How Does the Circle Group Influence Linear Transformations in a Sin-Cos Basis?

[laohu]

I have been re-reading some linear analysis the last week, and I have been playing around a bit with the linear subspace of $$\mathbb{R}^\mathbb{R}$$ that you get with the basis {sin x, cos x}. It didn't take me long to realize that the family of transformations parametrized by theta $$T_\theta : \sin(x) \mapsto \sin(x + \theta)$$ (cos likewise) is a family of linear transformations on the space. However, when I looked at their matrices I was a bit surprised. W.r.t. the basis above, it is given by

$$T_\theta = \left[\begin{array}{cc} \cos \theta & -\sin \theta \\ \sin \theta & \cos \theta \end{array}\right]$$

It can't be a coincidence that its matrix is a rotation matrix on $$\mathbb{R}^2$$. Does anyone have a nice geometrical explanation of what is going on?

 

[Mark44]

For a given value of theta, the transformation T rotates a vector x by an angle of theta, measured in the counterclockwise direction.
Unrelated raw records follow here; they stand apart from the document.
Issue #843, opened 2017-08-27
It seems like html-minifier does not support es6?


drmrbrewer:
Probably because html-minifier uses [uglify-js](https://www.npmjs.com/package/uglify-js), and uglify-js doesn't support es6... but [uglify-es](https://www.npmjs.com/package/uglify-es) *does*... see [here](https://github.com/mishoo/UglifyJS2/issues/659).

Can we switch to using uglify-es in html-minifier too?  How?

drmrbrewer:
Anyone?

alexlamsl:
Use `minifyJS: function(text, inline) { ... }` to swap in any external JavaScript optimiser as you see fit.

`uglify-es` is pretty much in the alpha stage, without any extensive test coverage etc. so won't be used as the default minifier here.

drmrbrewer:
@alexlamsl what is the `inline` argument?  Do you have a simple example (even pseudo-example) to help me implement this?

alexlamsl:
`inline=true` is for things like `<a onclick="doIt()">` - normal `<script>alert(42);</script>` has `inline=false`

drmrbrewer:
@alexlamsl  sorry I need a bit more hand-holding.  At present I'm specifying a config file via the `-c` switch.  And in the config file I have a bunch of settings like the following:

    {
      "caseSensitive": false,
      "minifyJS": true,
      "minifyCSS": true
    }

So just to test this, I tried providing a function for `minifyJS` that just returns `text` unaltered:

    {
      "caseSensitive": false,
      "minifyJS": "function(text, inline) { return text }",
      "minifyCSS": true
    }

But when I run `html-minifier` with the above config, it seems like it is still using the default js minifier?

alexlamsl:
You'll need to use the API rather than CLI to specify `function` as parameter values.

drmrbrewer:
Ah, therein lies the problem.  I need to use it via the CLI.  Is it not possible to add a simple option to `minifyJS` to allow you to specify es6 minification so that it's usable via the CLI?  

And is `uglify-es` really basically alpha?  I note that you're the author / publisher on that one too.  And I note that there are 170,000 downloads of `uglify-es` every month, without any mention or warning in the README that it's only alpha quality...

alexlamsl:
I don't actively support `uglify-es` - it is there to make it easier for other people to test and develop, which hasn't really happened much so far.

Feel free to make a pull request to extend CLI support for `function` type parameter values.

[...]

PR #846, opened 2017-09-01
added ES6 minification support

Ja9ad335h:
to support `ES6` minification inside `<script>` blocks

- replaced `uglify-js` with `uglify-es`
- replaced `grunt-contrib-uglify` with `grunt-contrib-uglify#harmony` (for testing)


alexlamsl:
See https://github.com/kangax/html-minifier/issues/843#issuecomment-326791250

cekvenich:
So... it should now work with es6?

PR #498, opened 2019-07-31
Init: allow use of the --project flag

cnr:


cmd/fossa/cmd/init/init.go
```diff
@@ -28,7 +28,7 @@ var Cmd = cli.Command{
 	Usage:  "Initialize a .fossa.yml configuration file",
 	Action: Run,
 	Flags: flags.WithGlobalFlags(flags.WithOptions([]cli.Flag{
```
zlav: How do you feel about making this `Flags: flags.WithGlobalFlags(flags.WithAPIFlags(flags.WithOptions([]cli.Flag{` like we do with analyze at `https://github.com/fossas/fossa-cli/blob/master/cmd/fossa/cmd/analyze/analyze.go#L26`?
I feel like this could future proof us for when someone asks for other config options.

For example, if theta = pi/2,
$$T_{\pi /2} = \left[\begin{array}{cc} 0 & -1 \\ 1 & 0 \end{array}\right]$$
T_pi/2(<1, 0>^T) = <0, 1>^T.

 

[laohu]

Mark44, T is not an operator on $$\mathbb{R}^2$$. It is an operator on the function space spanned by sin x and cos x. To be more precise, any vector in the space that T is operating on is of the form a sin x + b cos x for a,b reals. T is not a rotation operator on that function space. What would that even mean?

 

[Mark44]

I skimmed over some of what you wrote in your OP, so I didn't catch some of the subtlety there. What do you mean "linear subspace of $$\mathbb{R}^\mathbb{R}$$
?
I'm not familiar with that notation, and don't see how it aligns with the transformation you described. As described, your transformation maps a one-dimensional space to a two-dimensional space. I don't see how you would get a 2 x 2 matrix out of this.

 

[laohu]

$$\mathbb{R}^\mathbb{R}$$ is the set of all functions on $$\mathbb{R}$$, and is a vector space under scalar multiplication and addition of functions. sin x and cos x are members of this vector space and are linearly independent. They therefore form the basis of a subspace V. Any function in V can be written uniquely as a sin x + b cos x. The operator T sending sin x to sin(x + theta) and cos x to cos(x + theta) is actually a linear map on that space, and its matrix is as above with respect to the basis {sin x, cos x}. That is what I meant when I wrote "cos likewise" above - it operates on both basis functions linearly, and is a function from a two dimensional space into itself. Therefore its matrix is 2 by 2.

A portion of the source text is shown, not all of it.